I've only been scammed once thank god but...it was honestly quite a terrible experience.
Mine happened on Reddit as well. It was before I knew they had a caution/banned list but the user wasn't on it to begin with so it still wouldn't of helped. I was trying to find Punchy and I had Maple moving. A girl posted that she had Punchy and would TT him out in exchange. So I agreed. A few minutes passed and she said he was being difficult and that she would just take Maple and let me know once she finally had Punchy out. Naturally I told her no and that I wasn't going to trade except when able to pick up Punchy immediately after giving her Maple. I was at 10 villagers so I needed someone to take her first for me to get Punchy. So then literally a minute after posting that she says that she got him to ping her and she was all set...I thought it was odd at the time but I know sometimes I've almost given up on TTing villagers to have them ping me the next second...so I gave the benefit of the doubt. She came and got Maple with no Wifi lags or issues at all and of course said she'd open her gate before I ended the session. So as you can imagine I waited all night for hours and never was a gate opened...her 3DS went offline right after she left my town. So I waited till the next morning and of course she still ignored my messages. Finally I sent her a long annoyed message and how it was really low of her since Punchy had a very sentimental value. She came back finally and gave some excuse that she accidentally voided him but I know now she never had him to begin with. Her previous posts when I didn't look to check at the time showed she had promised other people villagers and then voided them somehow supposedly as well. Once her main account was banned by the mods she tried making another to scam people and that was banned as well luckily. Her FC was placed on Reddit's banned list so that's the good news. I also managed to find Punchy on here from a nice user. <333


----------



## Bear_Crossing (Jan 6, 2014)

I'm not sure if this is classed as scamming, but a girl was pressuring me into letting her catalog my hair-bow wig, she kept saying it was re-orderable, she probably thought I was stupid....
I kept saying no, and then the other girls on the island kept pressuring me. It felt like bullying, to be honest.
Then they kept swearing at me.
She was trying to scam me. She was gonna run off with the wig.

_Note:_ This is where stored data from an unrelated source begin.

PR #7461, opened 2024-11-05
doc: fix lint install pixi command

maximlt:


hoxbro:
I don't think this is needed. Do you want it because it is more verbose?

maximlt:
Somehow it was failing when I tried to run it earlier, but it's now running fine, not sure what's going on so I'm going to close the issue.

```
❯ pixi run lint-install
lint-install: command not found

Available tasks:
        install
        test-docs
        test-example
        test-subprocess
        test-unit
```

I wasn't as dumb as she thought.


----------



## Princess Weeb (Jan 6, 2014)

VioletsTown said:


> I wasnt too upset by it, after all, this is all imaginary money for imaginary villagers.  But what bothered me was the intention and the bad faith.  I mean, i understand you dont see my face and therefore, I may not seem like a real person, but I am.  And to basically come into what amounts to be my virtual home with the intention of conning me, and not honoring an agreement... Well, thats low.



This <3
I've technically been scammed and had stuff stolen, but I don't really care about the stuff.
People's motives and intentions are the things that worry and anger me more...


----------



## PeachClaire (Jan 6, 2014)

melsi said:


> I've only been scammed once thank god but...it was honestly quite a terrible experience.
> Mine happened on Reddit as well. It was before I knew they had a caution/banned list but the user wasn't on it to begin with so it still wouldn't of helped. I was trying to find Punchy and I had Maple moving. A girl posted that she had Punchy and would TT him out in exchange. So I agreed. A few minutes passed and she said he was being difficult and that she would just take Maple and let me know once she finally had Punchy out. Naturally I told her no and that I wasn't going to trade except when able to pick up Punchy immediately after giving her Maple. I was at 10 villagers so I needed someone to take her first for me to get Punchy. So then literally a minute after posting that she says that she got him to ping her and she was all set...I thought it was odd at the time but I know sometimes I've almost given up on TTing villagers to have them ping me the next second...so I gave the benefit of the doubt. She came and got Maple with no Wifi lags or issues at all and of course said she'd open her gate before I ended the session. So as you can imagine I waited all night for hours and never was a gate opened...her 3DS went offline right after she left my town. So I waited till the next morning and of course she still ignored my messages. Finally I sent her a long annoyed message and how it was really low of her since Punchy had a very sentimental value. She came back finally and gave some excuse that she accidentally voided him but I know now she never had him to begin with. Her previous posts when I didn't look to check at the time showed she had promised other people villagers and then voided them somehow supposedly as well. Once her main account was banned by the mods she tried making another to scam people and that was banned as well luckily. Her FC was placed on Reddit's banned list so that's the good news. I also managed to find Punchy on here from a nice user. <333



D,: That sounds so awful... I would be so upset. How cruel.


----------



## meo (Jan 6, 2014)

PeachClaire said:


> D,: That sounds so awful... I would be so upset. How cruel.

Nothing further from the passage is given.